ApoH: A novel tool to support the response to the current Ebola outbreak?

ApoH enhances 100-fold the sensitivity of existing assays to detect Ebola virus particles

Contact between the biological fluids of Ebola virus (EBOV)-positive victims and healthy individuals continues the transmission chain of the current West African Ebola outbreak. Past Ebola outbreaks may have involved viruses exhibiting higher mortality rates; however, the outbreaks were limited to the rural areas of their origins, persisted for very limited periods, and therefore had a limited number of victims. 

 

The current Ebola outbreak has been extremely difficult to control on multiple fronts. Contributing factors have been cultural healthcare habits and burial customs, uncontrolled high mobility of the regions inhabitants, including travel to densely populated and very impoverished cities of other West African countries. The lack of coordinated healthcare structures and policies, a result of recent regional civil instability, has greatly exasperated these problems. 

 

The greatest reasons for the unchecked expansion of the epidemic are the near-absence in the region of clinical lab capacity, healthcare structures and trained healthcare workers. There has also been a lack of affordable fieldable ultrasensitive diagnostic tools, therapeutic drugs and vaccines used to detect, treat and prevent further spread. Combined, these shortfalls have given EBOV the increased space and time it needed for wider dissemination. 

 

It is pivotal to point out that, because of the increases in case numbers, there is the growing potential for pre-symptomatic EBOV-positive individuals to infect healthy contacts. Today, Ebola involves more than 2300 deaths and more than 4000 reported EBOV-positive patients. There are probably far more because the current diagnostic techniques generate false negatives, and because the vast majority of cases and deaths in the rural areas are never tested or reported. Ebola is progressing from an outbreak to an epidemic, and is teetering on the verge of becoming a pandemic; it threatens 10s of millions of people in West Africa, and, because of air and boat travel, all other regions of the World as well.

 

Thus, in addition to symptomatic patients that are easily diagnosed and isolated in most cases, as yet undiagnosed cases may be seriously contributing to the present Ebola outbreak, including:

- a/pre-symptomatic and /or early phase Ebola-infected patients

- symptomatic patients with EBOV-negative diagnostics

- natural (self-cured) convalescents

- potential for convalescents to donate their blood or sera for therapeutic antisera treatments of 

 

Ebola patients, which should be clear of infectious viral particles (following the fast-track procedures recommended by WHO).

 

Current diagnostic procedures have difficulty detecting most of these critical cases, potentially generating false-negative EBOV diagnostic results. This could lead to wrong and dramatic decisions from health authorities.

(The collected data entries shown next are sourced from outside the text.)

PR #946, opened 2023-04-30
Color Picker: HSV picker base color fix + alpha resetting fix

Cosmatevs:
The color in the top right corner of the HSV stauration/value picker should be always the most saturated. Once you choose a predefined color or enter RGB values, it becomes the chosen color, not the most saturated one:
color picker hue issue

Here's a fix for this issue.


Cosmatevs:
There's also an issue regarding alpha when you choose a predefined color or change HEX:
color picker alpha issue
Fixed it as well: changing HEX won't reset alpha while choosing a predefined color will do it.

PR #950, opened 2023-05-03
Numeric: wraparound feature

Cosmatevs:
For circular ranges such as degrees of angle.
It could be also used in the DatePicker component in the future.


Cosmatevs:
It turns out there are javascript functions I haven't changed.
Is there a reason to use javascript events (`onpaste`, `onblur`) instead of blazor events (`@onpaste`, `@onblur`) in this component?

enchev:
Plain JavaScript is used to avoid entering out-of-range values.

PR #951, opened 2023-05-03
Exposed SearchText property and added Action SearchTextChanged

AndrzejKl:
Hi,
Maybe it will be useful to someone as it was useful to me.
Exposing `SearchText` and `SearchTextChanged` Action


AndrzejKl:
@enchev - thank you,
one question: how often You're updating demo page? I'm asking, because on example tab [https://blazor.radzen.com/dropdown-filtering](https://blazor.radzen.com/dropdown-filtering) my changes are not visible yet, but on tab `Edit source' are visible.

PR #962, opened 2023-05-05
fix pageSize change datagrid not reload work

pigwing:
@see https://github.com/radzenhq/radzen-blazor/commit/f5b7ddcf0e99e1a42f3359b11fef637032892a5d
PageSize changed should invoke Reload() only when needed
here if pageSize = value;
base.OnPageSizeChanged(value); await InvokeAsync(Reload);  will never be executed.


Cosmatevs:
Note that this order of operations will prevent page size settings from being saved. I'd go with:
```
await base.OnPageSizeChanged(value);
await PageSizeChanged.InvokeAsync(value);
SaveSettings();
```

Cosmatevs:
@pigwing Sure, I observed it today as well. I only wanted to say that after you commented out the `pageSize = value;` line, the `SaveSettings()` function has no chance to really save the new page size settings. That's because the new page size is now set with `base.OnPageSizeChanged(value)`.

pigwing:
go it

PR #966, opened 2023-05-08
Use method to get classes for RadzenStepsItem

johanpolak:
In our own project we want to add some classes to the RadzenStepsItem based on some extra parameters we addedin our own project. In order to achieve this, it is necessary that the classes for the RadzenStepsItem are determined via a method, so we can override the method 'GetComponentCssClass' for the RadzenStepsItem.

### DIFF
--- a/Radzen.Blazor/RadzenSteps.razor
+++ b/Radzen.Blazor/RadzenSteps.razor
@@ -43,7 +43,7 @@
         var step = steps[i];
         @if (step.Visible)
         {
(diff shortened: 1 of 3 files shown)


akorchev:
Hi @johanpolak,

Why did you remove the IsSelected method? It doesn't seem necessary for the implementation and is also a breaking change. Please revert it.

johanpolak:
Hi @akorchev,

That wasn't a good idea indeed. I reverted it.

Issue #963, opened 2023-05-05
Feature Request: RadzenCustomValidator


AndrzejKl:
**Is your feature request related to a problem? Please describe.**
No;

**Describe the solution you'd like**
I'm missing a CustomValidator, where I could indicate my own validation guidelines, e.g., check if a value is unique or does not occur more than x times.
I would see it as adding an Action that should return true or false.
Something like:
```
<RadzenText Name="Name" @bind-Value=customer.Name />
<RadzenCustomValidator Component="Name" Validate="@customValidation" Text="Name need to be unique"/>
```
``` c#
@code{
IEnumerable<Customer> customers;  
Customer customer;

  bool customValidation(Customer item)
  {
     return customers.Where(c=>c.Name.ToUpper().Equals(item.Name.ToUpper())).Count() > 0;
  }
}
```
**Describe alternatives you've considered**
None;

**Additional context**
None;

PR #968, opened 2023-05-08
Added CustomValidator component (source and Demo)

AndrzejKl:
What do You think? not to simple?

#963

### DIFF
--- a/Radzen.Blazor/RadzenCustomValidator.cs
+++ b/Radzen.Blazor/RadzenCustomValidator.cs
@@ -1,0 +1,59 @@
+﻿using Microsoft.AspNetCore.Components;
+
+namespace Radzen.Blazor
+{
+    /// <summary>
+    /// A validator component which compares a component value with a specified value.
+    /// Must be placed inside a <see cref="RadzenTemplateForm{TItem}" />
+    /// </summary>
+    /// <example>
+    /// <code>
+    /// &lt;RadzenTemplateForm TItem="Model" Data=@model&gt;
+    ///    &lt;RadzenTextBox Name="Email" @bind-Value=@model.Email /&gt;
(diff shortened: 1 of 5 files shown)


akorchev:
Hi @AndrzejKl,

We were postponing the implementation of a custom validator component as we believe it should support asynchronous validation. The implementation you are suggesting won't work in such scenarios. Adding asynchronous support requires a change in RadzenTemplateForm as well and maybe in the other validators.

akorchev:
I think using GetAwaiter().GetResult() isn't [considered best practice](https://stackoverflow.com/questions/39007006/is-getawaiter-getresult-safe-for-general-use) and can lead to [deadlocks](https://www.nikouusitalo.com/blog/why-is-getawaiter-getresult-bad-in-c/) in some cases.  In addition Blazor doesn't support async validation by design: https://github.com/dotnet/aspnetcore/issues/40244.

AndrzejKl:
@akorchev 
Understood, tomorrow I'll delete this pull request and branch

akorchev:
Don't delete it yet! Let us think it over a bit more. We may leave the initial pull request implementation.

akorchev:
Hi again @AndrzejKl,

I think the original implementation with `IsValid` as a boolean parameter should work. After all if the Blazor framework doesn't support async validation we should try to force it. 

Could you please update your PR?

akorchev:
Could you also rename CheckIsValid to just IsValid? The former sounds as a method but is a property.

akorchev:
It seems a boolean property doesn't work with onblur validation (only during submit). I will change it to a `Func<bool>` which seems to work better:

```
        [Parameter]
        public Func<bool> Validator { get; set; } = () => true;

        /// <inheritdoc />
        protected override bool Validate(IRadzenFormComponent component)
        {
            return Validator();
        }
```

PR #1944, opened 2025-04-17
Ignore bors merge commits in issue links handler as nothing can be done

Urgau:
This PR adds an ignore list of `@bors` merge commits as nothing can be done about them.

Reported in miri https://github.com/rust-lang/miri/pull/4259#issuecomment-2813709896


Kobzol (approved):
Yet another place that we should eventually modify once we make the merge messages contain an absolute issue link :grin:

Thanks!

PR #1945, opened 2025-04-18
Handle issue links in parenthesis

Urgau:
Found here https://github.com/rust-lang/rust-clippy/pull/14648#issue-3004048440


Kobzol (approved):
It's a bit confusing that the two files are named the same :sweat_smile: Maybe we should rename the PR body one to `issue_links_pr_description.rs`, or something like that.

PR #1947, opened 2025-04-18
Take review preferences into account when determining reviewers

Kobzol:
This PR implements step 6 of https://github.com/rust-lang/triagebot/issues/1753. When `[assign.review_prefs]` is configured in `triagebot.toml`, triagebot will now take into account the number of PRs already assigned to a reviewer, and their reviewer preferences.

Users can set their review preferences by sending a DM to triagebot on Zulip, and sending `work set-pr-limit <max-prs>` (this was implemented in https://github.com/rust-lang/triagebot/pull/1919). When a reviewer already has `N` PRs assigned where `N >= max-prs`, they will not be considered for assignment.

Note that the way this is currently implemented, the assigned PR tracking only works for `rust-lang/rust`, so it should not be enabled on any other repo.

There are a couple of questions in the design that we should consider (they do not necessarily block this PR though):
- Should the assigned PR tracking be within a repository or across repositories? In other words, do reviewers want to configure a "max assigned PR limit" across the whole of rust-lang, or do they want to have a limit per repository?  
- Should we only consider open PRs or open + draft PRs to be assigned to a given reviewer?
- Should we ignore this limit in certain situations, e.g. when you request a reviewer explicitly (`r? reviewer`) or when we use the adhoc group fallback assigment logic?

CC @apiraino

Requesting a review regarding the implementation details, but I still want to discuss the design on Zulip first and update Forge, so marking as a draft for now. Best reviewer commit-by-commit. I should probably add more logging before we merge this.

### DIFF
--- a/src/config.rs
+++ b/src/config.rs
@@ -94,6 +94,10 @@ pub(crate) struct PingTeamConfig {
 
 #[derive(PartialEq, Eq, Debug, serde::Deserialize)]
 #[serde(deny_unknown_fields)]
+pub(crate) struct AssignReviewPrefsConfig {}
+
+#[derive(PartialEq, Eq, Debug, serde::Deserialize)]
+#[serde(deny_unknown_fields)]
 pub(crate) struct AssignConfig {
     /// If enabled, then posts a warning comment if the PR is opened against a
     /// different branch than the default (usually master or main).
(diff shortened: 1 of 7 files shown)


jackh726 (approved):
I'm happy to have this land if someone is ready to revert if there are bugs.

One thought: when we assign a PR to someone, do we immediately manually add that PR to their assigned list, or do we wait until the next sync?

Kobzol:
Actually, it's neither. The periodic sync is just a backup mechanism, most PR assignments are performed through webhooks based on the PR assigned event. We expect that this webhook will be sent, so it works like this:
1) Triagebot assigns a PR
2) GitHub triggers a "PR assigned" webhook
3) Triagebot receives the webhook and updates the PR assignment workqueue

For example, it might let carriers go out of isolation areas and potentially spread the virus.

 

Together, ApoH-Technologies (ApoH-T) and the Comparative Molecular Immuno-Physiopathology lab (LIPMC) from the French Institute of Research for Development (IRD) in Montpellier, aim to reduce drastically the Ebola outbreak. They will address the problem by using their technology to permit isolating, at the very earliest stages of the infection, those Ebola contacts who are presenting what would otherwise be undetected (false-negative diagnosis with the current applied tests) and/or subclinical or pre-clinical infections. Such promising advances would help healthcare authorities make appropriate decisions and countermeasures.

 

Our original technology, based upon the high-affinity capture of pathogens by the acute phase serum protein Apolipoprotein-H (Beta2-glycoprotein1), is a unique reagent allowing non-specific concentration of blood and body fluid pathogens for ultra-sensitive, and thus very early, pathogen detection and diagnostics in people exhibiting otherwise difficult to detect viral loads. 

 

We have a diverse and long-standing expertise in drastically reducing false negative diagnoses observed in different clinical cases of infectious pathologies, including the cardiopulmonary Hantavirus infection, Dengue, HCV, HBV, Norovirus, etc., as well as bacterial infections, such as sepsis (Staphylococcus aureus).

 

A consortium of the European USDEP project, promoted by ApoH-T and the LIMPC, have collaborated with S. Becker’s BSL4 Lab at the Phillips University in Marburg, Germany to show a 100-fold enhanced sensitivity to detect infectious Ebola virus like-particles (iEBOV-VLPs), when they were spiked in either human plasma or serum. They achieved similar results for Marburg VLPs. This study was presented at the 19th German Congress of Virology (see the poster).